Вот и конь, гнедой рысак, глянцевым сгустком тьмы вырвавшийся из чащи на тропу. Маттео вцепился в поводья, зарычал от боли и встал на ноги. Сейчас, еще немного.
Конь понял и опустился на колени, принимая вес раненого человека. Маттео, взгромоздившись в седло и отдышавшись, невольно улыбнулся. Он еще сможет подарить маленькому племяннику отцовское наследство.
Глава 7
Ухмылки исполненных желаний
Гнетущий июньский зной, выжав досуха землю, траву и людские глотки, наконец переполнился краденой влагой и разразился неистовой грозой.
Небо бесновалось, раскалываемое на куски синеватыми молниями, ревело густым утробным грохотом, изрыгая теплые потоки дождя.
В тесной комнатенке постоялого двора полковник Орсо задумчиво сидел у окна, глядя в мутную закипь непогоды. В окно вливались упоительная прохлада и запах мокрой земли. Полковник всегда любил грозы и сейчас пинками загнал все заботы в темные чуланы памяти, чтобы молча внимать шуму ливня, равнодушного к мелким человеческим тревогам.
Однако дробный топот на лестнице вырвал полковника из умиротворенной тишины. «Может быть, слуга спешит мимо? – мелькнула почти умоляющая мысль. – Мало ли постояльцев у Густаво в эту ночь…» Но в дощатую дверь уже колотила усердная рука. Орсо, сглатывая брань, поднялся с табурета и рванул медную ручку. На пороге стоял мальчишка, на чьем некогда белом фартуке отчетливо виднелись свежие пятна крови.
– Господин полковник! – Мальчуган вытаращил глаза, словно стараясь придать своим словам больше веса. – Там всадник приехал. Капрал вашего полка. Преочень плох, кровищи – аж по бокам лошади ручьями! Совсем помирает! Вас зовет, аж из рук рвется! Скорее, господин!
Под заполошное квохтанье слуги Орсо стремительно натянул дублет и понесся вниз по лестнице. Он посылал за беглецами четверых вооруженных солдат. Что за черт?!
Из кухни навстречу полковнику уже спешил Густаво, его рыхлый живот трясся от волнения, и в такт ему тряслись пышные усы.
– Пожалуйте сюда, ваше превосходительство! За лекарем уж послано!

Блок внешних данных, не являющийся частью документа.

PR #8256, opened 2026-08-06
theme: overlap checksum fetch with file system setup

Arjunmehta312:
## Summary

Start mounting the local theme file system before fetching remote checksums during `theme push`, then wait for both operations together.

This matches the existing pattern used by `theme pull` and allows the two independent operations to overlap while preserving the existing behavior.

## Testing

- Updated unit tests (only if needed)
- Relevant tests pass
- Lint passes
- Typecheck passes

### DIFF
--- a/packages/theme/src/cli/services/push.ts
+++ b/packages/theme/src/cli/services/push.ts
@@ -223,11 +223,11 @@ async function executePush(
   context?: {stdout?: Writable; stderr?: Writable},
 ) {
   recordTiming('theme-service:push:file-system')
-  const themeChecksums = await fetchChecksums(theme.id, session)
   const themeFileSystem = mountThemeFileSystem(options.path, {
     filters: options,
     listing: options.listing,
   })
+  const [themeChecksums] = await Promise.all([fetchChecksums(theme.id, session), themeFileSystem.ready()])
   recordTiming('theme-service:push:file-system')
 
   const {uploadResults, renderThemeSyncProgress} = uploadTheme(
--- a/packages/theme/src/cli/services/push.test.ts
+++ b/packages/theme/src/cli/services/push.test.ts
@@ -2,13 +2,14 @@ import {setDevelopmentTheme} from './local-storage.js'
 import {PullFlags} from './pull.js'
 import {createOrSelectTheme, push, PushFlags} from './push.js'
 import {mountThemeFileSystem} from '../utilities/theme-fs.js'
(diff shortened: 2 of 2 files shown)


Arjunmehta312:
I have signed the CLA!

packages/theme/src/cli/services/push.ts
```diff
@@ -223,11 +223,11 @@ async function executePush(
   context?: {stdout?: Writable; stderr?: Writable},
 ) {
   recordTiming('theme-service:push:file-system')
-  const themeChecksums = await fetchChecksums(theme.id, session)
   const themeFileSystem = mountThemeFileSystem(options.path, {
     filters: options,
     listing: options.listing,
   })
+  const [themeChecksums] = await Promise.all([fetchChecksums(theme.id, session), themeFileSystem.ready()])
```
EvilGenius13, line 230: Is there any reason we couldn't just literally flip the order of the values and keep this as `const themeChecksums = await fetchChecksums(theme.id, session)`?

EvilGenius13 (commented):
Hi @Arjunmehta312, thank you for opening this PR!

Could you please confirm that you tested these changes locally? A screenshot would be an easy way to show everything is still working! Thanks 😄

Arjunmehta312:
Hi @EvilGenius13 
I tested this locally by running the theme package unit tests, lint, and typecheck after the change. I don't have a practical way to capture a meaningful screenshot in my current environment, but everything completed successfully before I opened the PR.

packages/theme/src/cli/services/push.ts
Arjunmehta312: Good question. I considered that approach as well. The reason I used Promise.all is that mountThemeFileSystem() starts its asynchronous setup immediately, and ready() exposes that promise. Waiting on fetchChecksums() first leaves the mount promise without a rejection handler until later. Using Promise.all attaches handlers to both operations immediately while still allowing them to run concurrently. It also matches the existing pattern used in theme pull.

If I'm mistaken about that behavior, I'm happy to change it.

Arjunmehta312:
Hi @EvilGenius13 , I’ve addressed both comments and requested a re-review. Thanks for the feedback and for taking the time to review!

EvilGenius13:
Hi @Arjunmehta312 thank you for the changes. We prefer to have the code tested outside of the test suite so if you can test this against a store that would be very helpful.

Через минуту Орсо стоял у низкого топчана, на котором полусидел поддерживаемый слугой Маттео. Жена Густаво прикладывала мокрую тряпицу к глубокой ране на затылке капрала. Кираса уже лежала на полу, там же валялся дублет, с которого быстро натекала розовая лужица. Землистое лицо капрала казалось рябым из-за резко выделяющихся на бледной коже оспин.
– Маттео! Что, дьявол раздери…
– Погодите, мой полковник. – Капрал гулко закашлялся, а отрывистые слова эти лучше любых других доказали Орсо, что Маттео и правда плох. Солдат перебивает командира лишь в том случае, когда спешит из последних сил передать некие сведения, ради которых и доехал живым.
Полковник знал разницу между истовой службой и показным рвением. Он опустился на колени и ловил слова, что Маттео цедил сквозь кашель, хрипло набирая в легкие жаркий воздух кухни. Приехавший лекарь разрезал на капрале окровавленную рубашку, обнажая багровый кровоподтек в половину груди. А Маттео все говорил, путаясь, повторяясь, словно не уверенный в собственной памяти. У него начинался жар, скачка под проливным дождем лишила капрала остатков сил.
Наконец Маттео замолчал, рвано и хрипло дыша. Орсо встал, а капрал вдруг открыл лихорадочно блестящие глаза:
– Я виноват, мой полковник. Я потерял троих человек, но так и не выполнил приказа.
Орсо же покачал головой:
– Молчи, Маттео, разбор твоих грехов до поры оставим. Да, и не вздумай помереть, мне довольно и этих потерь. Мессер Густаво, позаботьтесь о капрале.
С этими словами он вышел из кухни. Через четверть часа, отдав все необходимые распоряжения, полковник в широком суконном плаще шагал к конюшне, на ходу нахлобучивая шляпу.
Необходимость покидать гостеприимный постоялый двор и нестись верхом в дождливую темень вызывала глухую злость, но выбора не было.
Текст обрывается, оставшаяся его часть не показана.